Через пятнадцать дней после ареста Монтесумы привели губернатора Наутлана, которого, собственно, несли в паланкине, а также одного из его сыновей и полтора десятка сеньоров, замешанных в историю западни, организованной против гарнизона Веракруса. В некоторых свидетельствах утверждается, что Монтесума принял этих людей — очевидно, для того, чтобы посоветовать им не впутывать его в дело. Затем сеньоры были выданы испанцам, и каждый был подвергнут индивидуальному допросу. Коатльнопока вел себя вызывающе. Когда его спросили, является ли он вассалом Монтесумы, он высокомерно ответил: «А есть ли еще государь, чьим вассалом я мог бы быть?» Его товарищи и сам он признали, что убили испанцев, но отрицали какую бы то ни было ответственность императора в этом деле. Они были приговорены к тому, чтобы сначала быть пронзенными стрелами (причем стрелками должны были быть тласкальтеки!), а затем — сожженными заживо. Чтобы одним ударом убить двух зайцев, для сооружения на главной площади костров было принесено все оружие, которое было найдено в окрестных арсеналах. В момент столь жестокой, и для них — необычной, казни, видя полное безразличие к их судьбе императора, который не попытался их защитить, они все же выдали его, прокричав, что действовали по его приказу.
Кортес, однако, не нуждался в их признании, у него и так была полная уверенность в этом вопросе. Поэтому он приказал с утра надеть на Монтесуму кандалы. Теперь Монтесума действительно имел вид пленного или раба. И это как раз в день праздника «Поднятие Флагов», когда отмечался самый главный триумф мешиков, триумф Уицилопочтли в Коатепеке! По свидетельству Кортеса, император был этим страшно огорчен. Его родные находились рядом с ним совершенно подавленные, в слезах; они приподнимали его оковы, для того чтобы они не давили слишком на
По окончании казни Кортес сам снял с Монтесумы цепи и попытался его утешить. В этот раз он предложил ему свободу, и это предложение было повторено еще несколько раз в течение дня. Император, однако, не соглашался. Из боязни быть вынужденным поднять восстание? Именно такое объяснение он дал Кортесу — очевидно, рассчитывая, что оно ему придется по душе. Или он отказывался потому, что не верил в искренность предложений Кортеса. Без сомнения. Согласно Берналю Диасу, Кортес поручил Агулару сообщить Монтесуме как бы по секрету, что испанцы возражали против его освобождения. Помимо того, Монтесуме было стыдно оттого, что он выдал своих верных слуг чужеземцам и что с ним обращались как с рабом.

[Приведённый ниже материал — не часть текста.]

PR #2859, opened 2021-05-14
Add the Optimization Profile APIs for TRT backend

tanmayv25:
I have separated this change in a separate PR from tanmay-dev as it can go for now. I have tested it for TRT backend repo and it passes L0_infer_variable.
This will prevent frequent rebases.
Linked PR on core: https://github.com/triton-inference-server/core/pull/20

### DIFF
--- a/src/backends/backend/triton_model_instance.cc
+++ b/src/backends/backend/triton_model_instance.cc
@@ -36,7 +36,7 @@ namespace nvidia { namespace inferenceserver {
 TritonModelInstance::TritonModelInstance(
     TritonModel* model, const std::string& name, const size_t index,
     const TRITONSERVER_InstanceGroupKind kind, const int32_t device_id,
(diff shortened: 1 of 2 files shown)


src/backends/backend/triton_model_instance.cc
```diff
@@ -69,6 +70,10 @@ TritonModelInstance::CreateInstances(
     TritonModel* model, const inference::ModelConfig& model_config)
 {
   for (const auto& group : model_config.instance_group()) {
+    std::set<std::string> profile_names;
```
deadeyegoodwin, line 73: The order of the profile names is important since you access them by index and because we should present them in the same order as they appear in the model configuration, so you should use a vector here. You can't rely on the ordering in a set.

deadeyegoodwin (changes requested):

deadeyegoodwin (approved):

В некоторых индейских источниках утверждается, что Монтесума был пленен уже в момент вступления испанцев в Мехико. Информаторы де Саагуна, например, говорят: «И как только они прибыли во дворец, как только они туда вошли, они схватили Монтесуму вместе с Ицсуауцином и в дальнейшем не спускали с него глаз». Далее информаторы утверждают, что он должен был выпрашивать у людей еду и кухонную утварь для своих похитителей, однако дворяне, обозленные по не известным нам причинам на несчастного императора, больше ему не подчинялись! Затем дворец императора был разграблен. Лас Касас также говорит о пленении императора в первый же день.
Дюран оказывается более точным. Он утверждает, что видел в старых кодексах рисунки, где Монтесума вместе с сопровождавшими его королями представлен с кандалами на ногах уже непосредственно после встречи на дамбе. Этому трудно поверить, замечает Дюран, поскольку ни один из чужеземцев нигде этого не подтверждает, однако они способны отрицать и самую явную правду. Чимальпахин из Чалько рассказывает то же самое.

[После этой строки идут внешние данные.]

PR #2861, opened 2021-05-14
CAPI for perf analyzer unit tests

jbkyang-nvi:
adding unit test for https://github.com/triton-inference-server/client/pull/8


qa/L0_perf_analyzer_capi/json_input_data_files/float_data_with_shape.json
```diff
@@ -0,0 +1,69 @@
+{
```
CoderHam, line 1: This duplicates files present in the L0_perf_analyzer dir

qa/L0_perf_analyzer_capi/test.sh
```diff
@@ -0,0 +1,396 @@
...
+fi
+if [ $(cat $CLIENT_LOG |  grep "${ERROR_STRING}" | wc -l) -ne 0 ]; then
+    cat $CLIENT_LOG
+    echo -e "\n***\n*** Test Failed\n***"
+    RET=1
+fi
+
+
+# Shape tensor I/O model (server needs the shape tensor on the CPU)
+
```
CoderHam, line 332: Extra empty line

qa/L0_perf_analyzer_capi/test.sh
```diff
@@ -0,0 +1,396 @@
...
+fi
+if [ $(cat $CLIENT_LOG |  grep "${ERROR_STRING}" | wc -l) -ne 0 ]; then
+    cat $CLIENT_LOG
+    echo -e "\n***\n*** Test Failed\n***"
+    RET=1
+fi
+
+
+# Testing with variable inputs
+
```
CoderHam, line 289: Extra empty line

qa/L0_perf_analyzer_capi/test.sh
```diff
@@ -0,0 +1,396 @@
...
+    RET=1
+fi
+if [ $(cat $CLIENT_LOG |  grep "${ERROR_STRING}" | wc -l) -ne 0 ]; then
+    cat $CLIENT_LOG
+    echo -e "\n***\n*** Test Failed\n***"
+    RET=1
+fi
+
+# Testing with different file inputs
+set +e
```
CoderHam, line 261: `set +e` must be accompanied by `set -e`

qa/L0_perf_analyzer_capi/test.sh
```diff
@@ -0,0 +1,396 @@
...
+    cat $CLIENT_LOG
+    echo -e "\n***\n*** Test Failed\n***"
+    RET=1
+fi
+
+# Test perf client behavior on different model with different batch size
+for MODEL in graphdef_nobatch_int32_int32_int32 graphdef_int32_int32_int32; do
+    # Valid batch size
+    $PERF_ANALYZER -v  -m $MODEL -t 1 -p2000 -b 1 \
+    --service-kind=triton_local --model-repo=$DATADIR --library-name=$SERVER_LIBRARY_PATH >$CLIENT_LOG 2>&1
```
CoderHam, line 213: Reminder to modify triton_local to triton_c_api as based on suggestions on client side PR

qa/L0_perf_analyzer_capi/test.sh
```diff
@@ -0,0 +1,396 @@
...
+--service-kind=triton_local --model-repo=$DATADIR --library-name=$SERVER_LIBRARY_PATH >$CLIENT_LOG 2>&1
+if [ $? -eq 0 ]; then
+    cat $CLIENT_LOG
+    echo -e "\n***\n*** Test Failed\n***"
+    RET=1
+fi
+
+
+# Testing with inception model
+
```
CoderHam, line 180: Extra line

qa/L0_perf_analyzer_capi/test.sh
```diff
@@ -0,0 +1,396 @@
...
+cp -r /data/inferenceserver/${REPO_VERSION}/perf_model_store/resnet50v1.5_fp16_savedmodel $DATADIR
+
+# Generating test data
+mkdir -p $TESTDATADIR
+for INPUT in INPUT0 INPUT1; do
+    for i in {1..16}; do
+        echo '1' >> $TESTDATADIR/${INPUT}
+    done
+done
+RET=0
```
CoderHam, line 103: Add a blank line before and after this

qa/L0_perf_analyzer_capi/test.sh
```diff
@@ -0,0 +1,396 @@
...
+# C API tests
+# Make sure tritonserver is not running first
+SERVER_PID=$(pidof tritonserver)
+if [ $? -ne 1 ]; then
+echo -e "\n There was a previous instance of tritonserver, killing \n"
+  kill $SERVER_PID
+  wait $SERVER_PID
+fi
+
+# #Testing simple configurations
```
CoderHam, line 114: Fix comments here and later

CoderHam (changes requested):

deadeyegoodwin (commented):
Is this just a copy of L0_perf_analyer? Can we instead just make a loop within that test that runs triton and triton-c-api modes?

qa/L0_perf_analyzer_capi/test.sh
tanmayv25: Still needs this to be fixed..

qa/L0_perf_analyzer_capi/test.sh
```diff
@@ -0,0 +1,396 @@
...
+if [ $(cat $CLIENT_LOG | grep "${ERROR_STRING}" | wc -l) -ne 0 ]; then
+    cat $CLIENT_LOG
+    echo -e "\n***\n*** Test Failed\n***"
+    RET=1
+fi
+
+
+#Testing that async does NOT work
+
+$PERF_ANALYZER -v -m graphdef_int32_int32_int32 -t 1 -p2000 -b 1 -a \
```
tanmayv25, line 146: A better test would be to check for the specific error message.

qa/L0_perf_analyzer_capi/test.sh
```diff
@@ -0,0 +1,396 @@
...
+
+# Generating test data
+mkdir -p $TESTDATADIR
+for INPUT in INPUT0 INPUT1; do
+    for i in {1..16}; do
+        echo '1' >> $TESTDATADIR/${INPUT}
+    done
+done
+RET=0
+########## Test C API #############
```
tanmayv25, line 104: Most of these tests are just testing the operation of different options with perf_analyzer. I don't think it is a good idea to completely replicate the L0_perf_analyzer to work with L0_perf_analyzer_capi. A better way would be to extract just the cases of interest for c_api client backend. We can be more intelligent in designing these tests for more targeted testing..

CoderHam:
> Is this just a copy of L0_perf_analyer? Can we instead just make a loop within that test that runs triton and triton-c-api modes?

I agree. If it indeed is identical to L0_perf_analyzer we can merge both. You can use conditionals to enable the testing for the C API that is supported with your current changes.

qa/L0_perf_analyzer_capi/json_input_data_files/float_data_with_shape.json
tanmayv25: As @CoderHam  suggests, you can reuse these files from L0_perf_analyzer. If you are worried about aesthetics then place the json_input_data_files to `qa/common` with name `perf_analyzer_test_files/json_input_data`. 
Both the solutions will be better than replicating image_data.json.

tanmayv25 (changes requested):

tanmayv25:
> Is this just a copy of L0_perf_analyer? Can we instead just make a loop within that test that runs triton and triton-c-api modes?

I think it will test lots of unnecessary cases in the name of coverage. But yes having a single test file will be helpful in developing test for future enhancements. I think `test.sh` has already grown out of proportions. It might be a good idea to break it into python subtests.

jbkyang-nvi:
> > Is this just a copy of L0_perf_analyer? Can we instead just make a loop within that test that runs triton and triton-c-api modes?
> 
> I agree. If it indeed is identical to L0_perf_analyzer we can merge both. You can use conditionals to enable the testing for the C API that is supported with your current changes.

Since we're starting the server again, I wanted to make sure the server that's started is indeed from the C API and not because we run `run_server`. I agree this is non-ideal for repeated cases. However, since the C API does not yet have the same functionality as the other backend, I think it might be cleaner this way, and will be easier to see what this different feature supports. What do you think @CoderHam  @deadeyegoodwin

qa/L0_perf_analyzer_capi/test.sh
jbkyang-nvi: Since we do a test loop for `grpc` and `http`, I think it is fair if we do the same tests for c_api as well. That being said, I'm also unhappy with how there's a lot of duplicated code to just do testing.

jbkyang-nvi: Please let me know how to do this better?

tanmayv25: The reason for looping `grpc` and `http` was because we don't really test our C++ client library in CI and use python client library. Our C++ client testing is limited to examples and perf_analyzer tests. C_API on the other hand is being tested by all our end to end tests.
 It's not such a bad idea to add another loop around C_API tests for its simplicity. But if we are going to have a separate L0_per_analyzer_capi then I wanted to highlight that we are not testing anything new with these cases and can be safely removed:
 1. Different input_data options for perf_analyzer. (json, synthetic and directory)
 2. I don't think large tensor size case will add any benefit either.
 3. Request rate manager. (why is this not supported? I believe it interacts with the same interface with client backend)
 4. Runs with a range of concurrency or request rate values.
 The cases which we must be most interested in:
 1. Basic inference with multiple I/O.
 2. String input
 3. Variable shaped tensors
 4. Shape tensors
 5. Async inference (whenever it is supported)
 6. Sequence Model (whenever it is supported)
 7. Shared Memory (whenever it is supported)

tanmayv25: > However, since the C API does not yet have the same functionality as the other backend, I think it might be cleaner this way, and will be easier to see what this different feature supports. 

I see merit in this point. If you think it will be easier with follow-on work then I am fine resolving this conversation,

CoderHam:
I am ok having a different L0_perf_analyzer_capi for now if there are enough differences to make the current L0_perf_anlyzer look cluttered. 
Additionally I would then try to test that perf analyzer starts server itself in the beginning and then kill the server. Then go on to run these cases after that in a since server session. (Can you confirm that it can indeed do this?)
It would definitely shorten the test a little to not have to spawn and kill the server again and again.@tanmayv25 @deadeyegoodwin what do you think?

tanmayv25:
I am fine with the separate L0_perf_analyzer_capi for now too. It saves clutter from L0_perf_analyzer test and helps @jbkyang-nvi  adding follow-up features with the best coverage. We must revisit these tests sometime in future when tritoncapi functionality in perf_analyzer is complete.

qa/L0_perf_analyzer/test.sh
```diff
@@ -43,14 +43,14 @@ PERF_ANALYZER=../clients/perf_analyzer
...
 
-INT_JSONDATAFILE=`pwd`/json_input_data_files/int_data.json
-INT_DIFFSHAPE_JSONDATAFILE=`pwd`/json_input_data_files/int_data_diff_shape.json
-FLOAT_DIFFSHAPE_JSONDATAFILE=`pwd`/json_input_data_files/float_data_with_shape.json
-STRING_JSONDATAFILE=`pwd`/json_input_data_files/string_data.json
-STRING_WITHSHAPE_JSONDATAFILE=`pwd`/json_input_data_files/string_data_with_shape.json
-SEQ_JSONDATAFILE=`pwd`/json_input_data_files/seq_data.json
-SHAPETENSORADTAFILE=`pwd`/json_input_data_files/shape_tensor_data.json
-IMAGE_JSONDATAFILE=`pwd`/json_input_data_files/image_data.json
+INT_JSONDATAFILE=`pwd`/../common/json_input_data_files/int_data.json
```
tanmayv25, line 46: json_input_data_files --> perf_analyzer_input_data_json

tanmayv25:
You would also need to raise a gitlab side MR that enable L0_perf_analyzer_capi on our CI.

tanmayv25 (approved):

qa/L0_perf_analyzer_capi/test.sh
```diff
@@ -0,0 +1,296 @@
...
+fi
+set -e
+
+if [ $RET -eq 0 ]; then
+  echo -e "\n***\n*** Test Passed\n***"
+else
+  echo -e "\n***\n*** Test FAILED\n***"
+fi
+exit $RET
+set +x
```
CoderHam, line 296: Add a newline at the end

CoderHam (changes requested):

qa/L0_perf_analyzer_capi/test.sh
```diff
@@ -0,0 +1,295 @@
...
+    echo -e "\n***\n*** Test Failed\n***"
+    RET=1
+fi
+if [ $(cat $CLIENT_LOG | grep ": 0 infer/sec\|: 0 usec" | wc -l) -ne 0 ]; then
+    cat $CLIENT_LOG
+    echo -e "\n***\n*** Test Failed\n***"
+    RET=1
+fi
+
+# # TODO: simple_savedmodel_sequence_object segfaults with CAPI
```
CoderHam, line 206: Remove double comments and modify to "TODO: Re-enable after sequence model support if fixed for CAPI"

qa/L0_perf_analyzer_capi/test.sh
```diff
@@ -0,0 +1,295 @@
...
+#     echo -e "\n***\n*** Test Failed\n***"
+#     RET=1
+# fi
+# if [ $(cat $CLIENT_LOG |  grep "${ERROR_STRING}" | wc -l) -ne 0 ]; then
+#     cat $CLIENT_LOG
+#     echo -e "\n***\n*** Test Failed\n***"
+#     RET=1
+# fi
+# 
+# # TODO: Testing with variable ensemble model doesn't work
```
CoderHam, line 222: "TODO: Re-enable after variable model support if fixed for CAPI"

CoderHam (changes requested):

CoderHam (approved):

Рассказы побежденных не следует принимать всерьез в качестве исторических документов. Прежде всего, они противоречат друг другу: одни называют арест во дворце, другие — арест на дамбе, причем уже с кандалами. Но и та и другая версия совершенно невероятны и находятся в противоречии со свидетельствами очевидцев. Трудно представить себе, как на относительно узкой дамбе испанцы могли бы окружить Монтесуму — так, чтобы его люди не вмешались бы моментально и не сделали бы этот маневр невыполнимым. Если бы испанцам удалось это сделать, то позор пал бы на весь мешикский народ. Кроме того, такая операция не осуществляется импровизированно, и трудно представить себе Кортеса, разрабатывающим ее без четкого представления об обстоятельствах, в которых ему доведется встретить императора. Пересекающая лагуну дамба была во всяком случае весьма неудобным местом для проведения такой операции. И, наконец, письмо Кортеса Карлу V является его официальным отчетом, и хорошо известно, что ему приходилось быть чрезвычайно осторожным, учитывая возможности доносительства. При этом никто из конкистадоров, даже из тех, которые считались его недоброжелателями, нигде не противоречит ему по этому пункту.